Thursday, 3 November 2005  |  zander

Recently I've been having some photographs that I make and want to share them online. Just one or two when in a IM/IRC conversation for example. So, what I do is take the pic and make it smaller for web publishing (no need to place 750Kb images just to get your point across) and then I upload to a personal webspace it and paste a ULR in the IM window.

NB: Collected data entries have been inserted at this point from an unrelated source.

PR #1621, opened 2024-10-21
Reolink battery params supported

apocaliss92:


plugins/reolink/src/main.ts
```diff
@@ -318,10 +324,28 @@ class ReolinkCamera extends RtspSmartCamera implements Camera, DeviceProvider, R
...
+        if (this.batteryTimeout) {
+            clearInterval(this.batteryTimeout);
+        }
+
+        this.batteryTimeout = setInterval(async () => {
+            const api = this.getClientWithToken();
+
+            const { batteryPercent, sleep } = await api.getBatteryInfo();
+            this.batteryLevel = batteryPercent;
+            this.online = !sleep;
```
apocaliss92, line 345: This sleep parameter is a very useful thing to keep to build more stuff later on, not sure if it's the right place where to store it? It tells if the camera is in standby. An use case I use it for is to generate a snapshot as soon as it comes online to save battery even more

plugins/reolink/src/main.ts
```diff
@@ -222,7 +223,7 @@ class ReolinkCamera extends RtspSmartCamera implements Camera, DeviceProvider, R
         let abilities;
         try {
             abilities = await api.getAbility();
-        } catch(e) {
```
koush, line 225: undo

apocaliss92: done in both lines

plugins/reolink/src/main.ts
```diff
@@ -293,6 +294,11 @@ class ReolinkCamera extends RtspSmartCamera implements Camera, DeviceProvider, R
             && this.storageSettings.values.abilities?.value?.Ability?.supportAudioAlarm?.ver !== 0;
     }
 
+    hasBattery() {
+        const batteryConfigVer = this.storageSettings.values.abilities?.value?.Ability?.abilityChn?.[this.getRtspChannel()].battery?.ver ?? 0;
```
koush, line 298: need optional index.

        const batteryConfigVer = this.storageSettings.values.abilities?.value?.Ability?.abilityChn?.[this.getRtspChannel()]?.battery?.ver ?? 0;

plugins/reolink/src/main.ts
```diff
@@ -318,10 +324,28 @@ class ReolinkCamera extends RtspSmartCamera implements Camera, DeviceProvider, R
...
             interfaces.push(ScryptedInterface.DeviceProvider);
+        if (this.hasBattery()) {
+            interfaces.push(ScryptedInterface.Battery, ScryptedInterface.Online);
+            await this.startBatteryCheckInterval();
+        }
 
         await this.provider.updateDevice(this.nativeId, name, interfaces, type);
     }
 
+    async startBatteryCheckInterval() {
```
koush, line 335: I dont think this function needs to be async?

plugins/reolink/src/main.ts
```diff
@@ -318,10 +324,28 @@ class ReolinkCamera extends RtspSmartCamera implements Camera, DeviceProvider, R
         }
         if (this.hasSiren())
             interfaces.push(ScryptedInterface.DeviceProvider);
+        if (this.hasBattery()) {
+            interfaces.push(ScryptedInterface.Battery, ScryptedInterface.Online);
+            await this.startBatteryCheckInterval();
```
koush, line 329: await not necessary, see comment below.

plugins/reolink/src/main.ts
```diff
@@ -318,10 +324,28 @@ class ReolinkCamera extends RtspSmartCamera implements Camera, DeviceProvider, R
...
 
+    async startBatteryCheckInterval() {
+        if (this.batteryTimeout) {
+            clearInterval(this.batteryTimeout);
+        }
+
+        this.batteryTimeout = setInterval(async () => {
+            const api = this.getClientWithToken();
+
+            const { batteryPercent, sleep } = await api.getBatteryInfo();
```
koush, line 343: need failure handling.

plugins/reolink/src/main.ts
apocaliss92: wops, done

plugins/reolink/src/main.ts
apocaliss92: removed

plugins/reolink/src/main.ts
apocaliss92: removed

plugins/reolink/src/main.ts
apocaliss92: added

koush:
why close? haven't had time to review yet

PR #1622, opened 2024-10-21
Reolink floodlight device

apocaliss92:
This should be coming after the battery support PR, since it needs to check the battery interface to ping the camera to get the current light status. I'm expecting also conflicts from it.
I can just close it if needed, polish and open it afterwards


plugins/reolink/src/main.ts
```diff
@@ -287,6 +308,14 @@ class ReolinkCamera extends RtspSmartCamera implements Camera, DeviceProvider, R
             && this.storageSettings.values.abilities?.value?.Ability?.supportAudioAlarm?.ver !== 0;
     }
 
+    hasFloodlight() {
```
koush, line 311: need otptional indexing and less copy pasting on the abilitychn.

koush:
why closed?

apocaliss92:
I will reopen rebased on the other, there will be some conflicts

PR #1625, opened 2024-10-24
feat(sdk): add support for notification channel in NotifierOptions

USA-RedDragon:
This change spins off from conversation at https://github.com/scryptedapp/homeassistant/pull/1 and allows consumers of the `Notifier` interface to specify a channel for notifications to be sent to. Android platforms can use this to send notifications to a specific channel, allowing the user to have fine-grained control over the audio and priority of the notifications they receive.

I'm not certain my `automation-actions.ts` edit is enough to make this work, I didn't readily see where these were consumed in the codebase.

Potential TODOs:

- Consumers of Notifier that might want to set a channel:
  * `manage.scrypted.app` - Should the frontend test notification set a channel of `testing` or should it stay with the general channel? https://github.com/koush/manage.scrypted.app/blob/168317f6790e7012560e7d2bb755c6fd03c0a308/src/components/interfaces/Notifier.vue#L97
  * `scryptedapp/notifier-zone-filter` - https://github.com/scryptedapp/notifier-zone-filter/blob/64d1d8130912ccab73c4e360db5cce757ccea1d6/src/main.py#L457 and https://github.com/scryptedapp/notifier-zone-filter/blob/64d1d8130912ccab73c4e360db5cce757ccea1d6/src/main.py#L460
  * `scryptedapp/securitysystem` - https://github.com/scryptedapp/securitysystem/blob/cd82bbde8a2414e738a035248e4646c3102e3221/src/main.ts#L129
  * Also, I'm not seeing where the results of the object detection are obtained in relation to conditional notifications, so that will still want to set a channel
- Implementations of Notifier that might be able to consume the channel:
  * Pushover? Edit: looks like pushover doesn't yet support this (https://support.pushover.net/i290-support-notification-channels-specific-to-application) - https://github.com/scryptedapp/pushover/blob/c1d28ca0feb2535d061e0b502e57fb707de3c17e/src/main.ts#L78
  * Home Assistant - PR - https://github.com/scryptedapp/homeassistant/pull/1

### DIFF
--- a/plugins/core/src/automation-actions.ts
+++ b/plugins/core/src/automation-actions.ts
@@ -81,6 +81,10 @@ addAction(ScryptedInterface.Notifier, {
         type: 'interface',
         deviceFilter: `deviceInterface === '${ScryptedInterface.VideoCamera}' || deviceInterface === '${ScryptedInterface.Camera}'`,
     },
+    notificationChannel: {
+        title: 'Channel (Android only)',
+        type: 'string',
+    },
 }, async function invoke(device: ScryptedDevice & Notifier, storageSettings) {
     let { notificationMediaUrl } = storageSettings;
     if (notificationMediaUrl && !notificationMediaUrl?.includes('://')) {
@@ -100,5 +104,6 @@ addAction(ScryptedInterface.Notifier, {
 
     return device.sendNotification(storageSettings.notificationTitle as string, {
         body: storageSettings.notificationBody as string,
+        channel: storageSettings.notificationChannel as string,
     }, notificationMediaUrl);
 });
--- a/plugins/core/src/automation-actions.ts
+++ b/plugins/core/src/automation-actions.ts
@@ -81,10 +81,6 @@ addAction(ScryptedInterface.Notifier, {
         type: 'interface',
         deviceFilter: `deviceInterface === '${ScryptedInterface.VideoCamera}' || deviceInterface === '${ScryptedInterface.Camera}'`,
     },
-    notificationChannel: {
-        title: 'Channel (Android only)',
-        type: 'string',
-    },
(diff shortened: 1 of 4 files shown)


sdk/types/src/types.input.ts
```diff
@@ -225,6 +225,7 @@ export interface NotifierOptions {
   badge?: string;
   bodyWithSubtitle?: string;
   body?: string;
+  channel?: string;
```
koush, line 228: maybe:

```ts
android?: {
  channel?: string;
}
```

plugins/core/src/automation-actions.ts
```diff
@@ -81,6 +81,10 @@ addAction(ScryptedInterface.Notifier, {
         type: 'interface',
         deviceFilter: `deviceInterface === '${ScryptedInterface.VideoCamera}' || deviceInterface === '${ScryptedInterface.Camera}'`,
     },
+    notificationChannel: {
```
koush, line 84: I don't think this should be in the automation ui, since it will almost certainly never be used. It can remain accessible from an automation script via the API.

sdk/types/src/types.input.ts
USA-RedDragon: https://github.com/koush/scrypted/pull/1625/commits/9edb752d133eedf9749703a7ecd437b81f6f8f89

plugins/core/src/automation-actions.ts
USA-RedDragon: https://github.com/koush/scrypted/pull/1625/commits/564283e14f78492b97f5986a5cbffb63f63c6323

koush:
looks good

koush:
published

PR #1632, opened 2024-10-29
add raspberry pi 5 model no

greg6775:


koush:
there's no hardware decode/encode on pi 5.

PR #1633, opened 2024-10-30
Reolink floodlighs

apocaliss92:
Add support to reolink lights


plugins/reolink/src/main.ts
```diff
@@ -295,6 +316,14 @@ class ReolinkCamera extends RtspSmartCamera implements Camera, DeviceProvider, R
             && this.storageSettings.values.abilities?.value?.Ability?.supportAudioAlarm?.ver !== 0;
     }
 
+    hasFloodlight() {
+        const channel = this.getRtspChannel();
+        const floodLightConfigVer = this.storageSettings.values.abilities?.value?.Ability?.abilityChn?.[channel].floodLight?.ver ?? 0;
```
koush, line 321: optional chain the index. use the same variable so you're not evaluating the same thing 3 times.

plugins/reolink/src/main.ts
```diff
@@ -766,40 +795,71 @@ class ReolinkCamera extends RtspSmartCamera implements Camera, DeviceProvider, R
...
+            return this.floodlight;
         }
     }
 
     async releaseDevice(id: string, nativeId: string) {
         if (nativeId.endsWith('-siren')) {
             delete this.siren;
-        }
+        } else
+            if (nativeId.endsWith('--floodlight')) {
```
koush, line 860: why 2 dashes

plugins/reolink/src/reolink-api.ts
```diff
@@ -431,6 +431,59 @@ export class ReolinkCameraClient {
...
+            responseType: 'json',
+        }, this.createReadable(body));
+
+        const error = response.body?.[0]?.error;
+        if (error) {
+            this.console.error('error during call to setWhiteLedState', JSON.stringify(body), error);
+        }
+    }
+
+    async getWhiteLedState() {
```
koush, line 464: this does not look to be called, and I dont see anywhere that this value is polled to update the state from outside of scrypted?

plugins/reolink/src/main.ts
apocaliss92: done

plugins/reolink/src/main.ts
apocaliss92: wops, fixed

plugins/reolink/src/reolink-api.ts
apocaliss92: yes was a leftover, removed

plugins/reolink/src/main.ts
```diff
@@ -295,6 +316,21 @@ class ReolinkCamera extends RtspSmartCamera implements Camera, DeviceProvider, R
             && this.storageSettings.values.abilities?.value?.Ability?.supportAudioAlarm?.ver !== 0;
     }
 
+    hasFloodlight() {
+        const channel = this.getRtspChannel();
+
+        const channelData = this.storageSettings.values.abilities?.value?.Ability?.abilityChn?.[channel];
+        if (channelData) {
+            const floodLightConfigVer = channelData.floodLight?.ver ?? 0;
```
koush, line 324: you need optional chaining on channelData.

apocaliss92: It's checked in the if, isn't it?

PR #1635, opened 2024-11-02
Add zoom RTSP streams to trackmix cameras

apocaliss92:


plugins/reolink/src/main.ts
```diff
@@ -688,6 +688,20 @@ class ReolinkCamera extends RtspSmartCamera implements Camera, DeviceProvider, R
                 name: '',
                 id: 'autotrack.bcs',
```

That should be automated, I thought after a couple of images! So, I created a drop box folder on my desktop and intend to drop images in there after which some software should do the rest. I used dnotify(1) to pick up on the new image and then use the command from imageMagick to convert it. ImageMagick is installed on most systems, so that should work without problems for anyone that likes to use this script. Next; the KDE part; I upload it using kfmclient. This is usefull so I can upload it to my webdavs server. Anyone can chose the access method needed for his/her particular situation and I'm sure KDE will support that, no problem :) Added bonus; kwallet usage means no typing of passwords more then ones per session!

I added this to start on login; /home/zander/.kde/env/dropbox.sh

#!/bin/bash
killall dnotify 2> /dev/null
dnotify -RC /home/zander/Desktop/images\ Dropbox -e /home/zander/bin/dropbox_private.sh &

And the private script that is then called automatically is:

#!/bin/bash

umask 077
cd /home/zander/Desktop/images\ Dropbox/

for i in *
do
    if test -n "`echo "$i" | grep .part`"; then continue; fi # still uploading
    # scale to /tmp,  the $$ expands to a unique process ID
    convert -scale 1024x800 -quality 50 "$i" /tmp/image-convert$$.jpg
    if test -z "`echo "$i" | grep .jpg`"; then #force jpeg; so rename if its not a jpg
        i2="$i.jpg"
    else
        i2="$i"
    fi
    kfmclient move /tmp/image-convert$$.jpg "webdavs://drive.home.nl/fullPath/$i2"
    rm -f "$i" # remove original

    #put the URL in the clipboard
    dcop klipper klipper getClipboardContents > /tmp/clipboard$$
    dcop klipper klipper setClipboardContents "http://members.home.nl/zander/tmp/$i"
    # reset the url to the one we just had; clipper will allow the 
    # user to actually fetch the right one
    dcop klipper klipper setClipboardContents "`cat /tmp/clipboard$$`"
    rm -f /tmp/clipboard$$
done

It works amazingly well for me, and shows how easy it is to automate KDE / Linux so the computer does not make you work, but the other way around. I hope you find it of use and can maybe even use it for inspiration.